Die Eskalation läßt nicht lange auf sich warten: Als die Protestierenden unverdrossen zum Turnierplatz zurückkehren, versuchen einzelne Beamte die Direktive zu erfüllen. Es kommt zur offenen Hauerei: Polizeihunde werden losgehetzt, Journalisten gestoßen, eine Pferdestaffel treibt die Tierschützer über Stock und Stein. Acht Personen werden festgommen, eine Demonstrantin erleidet ein Jochbeinbruch, ein anderer muß mit Wirbelsäulenverletzungen ins Krankenhaus gebracht werden.
Von dem ganzen Trubel unbehelligt gehen auf dem Military-Parcours die letzten Pferde an den Start. Im Gegensatz zu den beiden Vorjahren, in denen jeweils ein Pferd tödlich verunglückt war, fanden diesmal weder Pferde noch Reiter den Tod.
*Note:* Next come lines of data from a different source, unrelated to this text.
PR #2689, opened 2021-06-17
Clarify orderers seeing the transaction data

arsulegai:
#### Type of change

- Documentation update

#### Description

Having the answer start with a `No` is misleading. Beginners
who generally rely on FAQ section to understand the fundamentals
thought that orderers do not receive any information about a
transaction.

With the explanation on what is available with orderers clarifies
the intent served in this FAQ. i.e. Orderers do get the
transaction but at their goodwill they will not open the
transaction, as they do not have a need to open them.

#### Additional details

NA, documentation update

#### Related issues

None

### DIFF
--- a/docs/source/Fabric-FAQ.rst
+++ b/docs/source/Fabric-FAQ.rst
@@ -56,7 +56,12 @@ Security & Access Control
   Do the orderers see the transaction data?
 
 :Answer:
-  No, the orderers only order transactions, they do not open the transactions.
+  Orderers receive endorsed transactions that are submitted from application
+  clients. The endorsed payload contains the chaincode execution results
+  including the ReadSet and WriteSet information. The orderers only validate
+  the submitter's identity and order transactions, they do not open the
+  endorsed transactions.
+
   If you do not want the data to go through the orderers at all, then utilize
   the private data feature of Fabric.  Alternatively, you can hash or encrypt
   the data in the client application before calling chaincode. If you encrypt


docs/source/Fabric-FAQ.rst
```diff
@@ -56,7 +56,10 @@ Security & Access Control
   Do the orderers see the transaction data?
 
 :Answer:
-  No, the orderers only order transactions, they do not open the transactions.
+  Orderers receive endorsements from the client. The endorsement payload has
```
C0rWin: Well, if you would like to expand with more details I think it has to be more accurate and reflect the actual flow, for example:

Orderers receive a transaction, which includes endorsements from the peers collected by the client, moreover endorsement payload contains not only RWSet, but also signatures of the endorsing peers over the hashed value of the simulation results including endorsement proposal. 

That being said, I do not see real issue with previous answer which is very concrete and precisely answering the question.

arsulegai: I found this to be misleading because the community misinterpreted "do orderers read?" to be "do orderers have access?". This misinterpretation could lead to designs where privacy is assumed. Wordings here carry more weightage because this question is under FAQ for data privacy. There can either be another question on the flow or this question can be clarified with additional details.

Let me know your thoughts.

arsulegai: Thanks Dave for the feedback. I take it as a yes to providing clarification on this answer itself. Edited the wordings as per suggestion.

C0rWin: > I found this to be misleading because the community misinterpreted "do orderers read?" to be "do orderers have access?". This misinterpretation could lead to designs where privacy is assumed. Wordings here carry more weightage because this question is under FAQ for data privacy. There can either be another question on the flow or this question can be clarified with additional details.
> 
> Let me know your thoughts.

I do agree clarification is needed, just thought that it could be a bit more accurate, and Dave's suggestion is actually a good one.

denyeart (approved):

nikhil550:
@mergifyio backport release-2.3

nikhil550:

PR #2690, opened 2021-06-17
Handle missing endpoints from discovery

jt-nti:
For some reason the discovery PeersOfChannel function does not
return an endpoint for the local peer, which the gateway was
relying on

Rather than updating PeersOfChannel to return the endpoint when
there is one, to match the Peers function, this change updates
how the gateway identifies the local peer

### DIFF
--- a/integration/gateway/endorsing_orgs_test.go
+++ b/integration/gateway/endorsing_orgs_test.go
@@ -1,0 +1,151 @@
+/*
+Copyright IBM Corp All Rights Reserved.
+
+SPDX-License-Identifier: Apache-2.0
+*/
+
+package gateway
+
+import (
+	"context"
+	"io/ioutil"
+	"os"
+	"path/filepath"
+	"syscall"
+
+	docker "github.com/fsouza/go-dockerclient"
+	"github.com/golang/protobuf/proto"
+	"github.com/hyperledger/fabric-protos-go/gateway"
+	"github.com/hyperledger/fabric-protos-go/peer"
+	"github.com/hyperledger/fabric/integration/nwo"
+	. "github.com/onsi/ginkgo"
+	. "github.com/onsi/gomega"
+	"github.com/tedsuo/ifrit"
+)
+
+var _ = Describe("GatewayService with endorsing orgs", func() {
+	var (
+		testDir   string
+		network   *nwo.Network
+		orderer   *nwo.Orderer
+		org1Peer0 *nwo.Peer
+		org2Peer0 *nwo.Peer
+		org3Peer0 *nwo.Peer
+		process   ifrit.Process
+	)
+
+	BeforeEach(func() {
+		var err error
+		testDir, err = ioutil.TempDir("", "gateway")
+		Expect(err).NotTo(HaveOccurred())
+
+		client, err := docker.NewClientFromEnv()
+		Expect(err).NotTo(HaveOccurred())
+
+		config := nwo.ThreeOrgRaft()
+		network = nwo.New(config, testDir, client, StartPort(), components)
+
+		network.GatewayEnabled = true
+
+		network.GenerateConfigTree()
+		network.Bootstrap()
+
+		networkRunner := network.NetworkGroupRunner()
+		process = ifrit.Invoke(networkRunner)
+		Eventually(process.Ready(), network.EventuallyTimeout).Should(BeClosed())
+
+		orderer = network.Orderer("orderer")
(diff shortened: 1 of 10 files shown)


internal/pkg/gateway/registry.go
```diff
@@ -165,12 +166,22 @@ func (reg *registry) endorsersByOrg(channel string, chaincode string) map[string
 	defer reg.configLock.RUnlock()
 
 	for _, member := range members {
+		pkiid := member.PKIid
+		// TODO use member.PreferredEndpoint() or go back to member.Endpoint?
```
andrew-coleman: I think we should stick to member.PreferredEndpoint()

internal/pkg/gateway/registry.go
```diff
@@ -165,12 +166,22 @@ func (reg *registry) endorsersByOrg(channel string, chaincode string) map[string
...
 		// find the endorser in the registry for this endpoint
 		var endorser *endorser
-		if endpoint == reg.localEndorser.address {
+		if bytes.Equal(pkiid, reg.localEndorser.pkiid) {
+			logger.Debugw("Found local endorser", "pkiid", pkiid)
 			endorser = reg.localEndorser
+		} else if endpoint == "" {
+			// TODO the endpoint may be empty because discovery!!
+			// include seperate check/warning or just fall through to else???
+			reg.logger.Warnf("Failed to find endorser: no endpoint from discovery")
```
andrew-coleman: Keep the warning in.  We'd need to understand why we had an endorser with no endpoint if it's not the local peer.  Might be worth logging the pkiid of this endorser.

internal/pkg/gateway/registry.go
```diff
@@ -312,18 +323,19 @@ func (reg *registry) registerChannel(channel string) error {
 	peers := map[string]string{}
 	members := reg.discovery.PeersOfChannel(common.ChannelID(channel))
 	for _, member := range members {
+		// TODO why is this fragile? Make it less fragile?
```
andrew-coleman: Matt was never happy about this - but this code was copied from the discovery service

andrew-coleman (commented):
I'm wondering if we should also add a unit test that demonstrates how this fixes the empty endpoint problem.

internal/pkg/gateway/registry.go
jt-nti: I'll leave it as is for now then

andrew-coleman (dismissed):

denyeart:
@jt-nti Please add PR and commit message explaining the motivation. Is this a workaround for something missing from discovery?

integration/gateway/endorsing_orgs_test.go
```diff
@@ -0,0 +1,151 @@
...
+			for _, o := range peers {
+				mspid := network.Organization(o.Organization).MSPID
+
+				submitCheckEndorsingOrgTransaction(ctx, gatewayClient, signingIdentity, mspid)
+			}
+		}
+	})
+})
+
+func submitCheckEndorsingOrgTransaction(ctx context.Context, client gateway.GatewayClient, signingIdentity *nwo.SigningIdentity, mspids ...string) {
```
denyeart, line 124: The function name is singular (Org) while the input allows for passing multiple orgs (mspids). This causes some confusion.

integration/gateway/endorsing_orgs_test.go
```diff
@@ -0,0 +1,151 @@
...
+
+		for _, p := range peers {
+			conn := network.PeerClientConn(p)
+			defer conn.Close()
+			gatewayClient := gateway.NewGatewayClient(conn)
+			ctx, cancel := context.WithTimeout(context.Background(), network.EventuallyTimeout)
+			defer cancel()
+
+			signingIdentity := network.PeerUserSigner(p, "User1")
+			for _, o := range peers {
```
denyeart, line 115: It took me a while to figure out why you have an outer and an inner peers loop. I finally concluded that you wanted to test every peer's gateway with every peer as the endorsing org.
Would be good to indicate this intent in a comment prior to the loop so that people know what to expect.

denyeart (approved):
The majority of the PR relates to testing the specification of endorsing org, while the PR and commit message talk only of the local peer workaround.  This would have been better as two distinct PRs, or at least two separate commits in a single PR.

I won't hold it up with my minor comments however.

jt-nti:
@denyeart it was the new tests which uncovered the bug :)

PR #2708, opened 2021-06-23
Compare Snapshots Utility First 10

jcastrence:
#### Type of change

- New feature
- Test update

#### Description

- Snapshot comparison tool now only finds the first 10 divergences by default. A flag has been added to let the user allow for all divergences to be found.

#### Related issues

- [FAB-18425](https://jira.hyperledger.org/browse/FAB-18425)

### DIFF
--- a/cmd/ledger/main.go
+++ b/cmd/ledger/main.go
@@ -15,7 +15,8 @@ import (
 )
 
 const (
-	resultFilename = "./result.json"
+	resultFilename      = "./result.json"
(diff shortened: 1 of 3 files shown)


manish-sethi:
I don't think that this flag adds any value. We can close this PR. Instead what is desired is to produce in a separate file, top 10 entries from the list of divergent records sorted by blkNum:TxNum. So, it could be used as a point from where divergence started.

PR #3446, opened 2022-05-24
Use any peer to evaluate system chaincode transactions

### LINKED ISSUE #434: can't access to qscc
I use gateway API v1.0.1 (cluster:Fabric:v2.4.3),  try make an access to qscc GetTransactionByID

         network := gateway.GetNetwork("mychannel")                                                                                                                                                                                                         
         contract := network.GetContract("qscc")                                                                                                                                                                                                            
                                                                                                                                                                                                                                                            
         txId := "1d298fc9e709731439726d76794bb8e409dc13e5daf6f944e547d33da3c11e09"                                                                                                                                                                                                                                                                                                                                              
         body, err := contract.EvaluateTransaction("GetTransactionByID", "mychannel", txId)                                                                                                                                                                       
         if err != nil {                                                                                                                                                                                                                                    
                 panic(err)                                                                                                                                                                                                                                 
         }                                                                                                                                                                                                                                                  
         log.Println(string(body)) 


It give an error: 
rpc error: code = FailedPrecondition desc = no peers available to evaluate chaincode qscc in channel mychannel.

I'm sure the specified peer has joined the channel and is anchor peer，and it can access to mycc‘s function.
And, i make another try in mycc (user chaincode)

                channelID := stub.GetChannelID()
                args := [][]byte{[]byte("GetTransactionByID:"), []byte(channelID), []byte(txId)}                                                                                      
                rsp := stub.InvokeChaincode("qscc", args, channelID)                     
                ...                                                                                                
             
It give an error: 
Rejecting invoke of QSCC from another chaincode because of potential for deadlocks, original invocation for 'mycc'

What‘s the right way to access qscc‘s GetTransactionByID by code？

bestbeforetoday:
System chaincodes are not included in the installed chaincodes returned by service discovery. The Gateway service was relying on discovery results to find peers on which to evaluate transactions and so failed to evaluate system chaincode transaction functions. Now the Gateway service uses any network peer to evaluate transactions invoked on known built-in system chaincodes.

Also added a system test to confirm that the Gateway service can endorse system chaincode transaction functions.

Closes hyperledger/fabric-gateway#434

### DIFF
--- a/internal/pkg/gateway/registry.go
+++ b/internal/pkg/gateway/registry.go
@@ -20,9 +20,11 @@ import (
 	"github.com/hyperledger/fabric-protos-go/peer"
 	"github.com/hyperledger/fabric/common/channelconfig"
 	"github.com/hyperledger/fabric/common/flogging"
+	"github.com/hyperledger/fabric/core/scc"
 	gossipapi "github.com/hyperledger/fabric/gossip/api"
 	gossipcommon "github.com/hyperledger/fabric/gossip/common"
 	gossipdiscovery "github.com/hyperledger/fabric/gossip/discovery"
+	"github.com/pkg/errors"
 )
 
 type Discovery interface {
@@ -42,6 +44,7 @@ type registry struct {
 	channelInitialized map[string]bool
 	configLock         sync.RWMutex
 	channelOrderers    sync.Map // channel (string) -> orderer addresses (endpointConfig)
+	systemChaincodes   scc.BuiltinSCCs
 }
 
 type endorserState struct {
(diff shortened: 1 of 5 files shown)


internal/pkg/gateway/registry.go
```diff
@@ -465,3 +467,17 @@ func (reg *registry) closeStaleOrdererConnections(channel string, channelOrderer
 		}
 	}
 }
+
+func (reg *registry) hasChaincode(member gossipdiscovery.NetworkMember, chaincodeName string) bool {
+	if reg.systemChaincodes.IsSysCC(chaincodeName) {
+		return true
+	}
+
```
yacovm: Probably better to reverse the order. Application chaincode calls are much more frequent than SCC ones

ale-linux: Why do we still have system chaincode?

C0rWin: I do not think we have an alternative for [CSCC](https://github.com/hyperledger/fabric/blob/main/core/scc/cscc/configure.go#L73) to join peer channel, etc...

andrew-coleman (approved):

PR #3448, opened 2022-05-25
Support PurgePrivateData from the Chaincode

mbwhite:
- added handler support for the purgePrivateData
- empty message added to the TxSimulator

Sehr zur Freunde von Turnierchef Günter Bahlmann: „Mir fällt ein Stein von Herzen.“ In den Demonstranten kann er aber „keine Tierschützer“ erkennen: „Das sind Autonome, die nur wegen der Randale kommen.“ Die wahren Tierfreunde seien die Military-Reiter, die ihre Pferde „über alles lieben“.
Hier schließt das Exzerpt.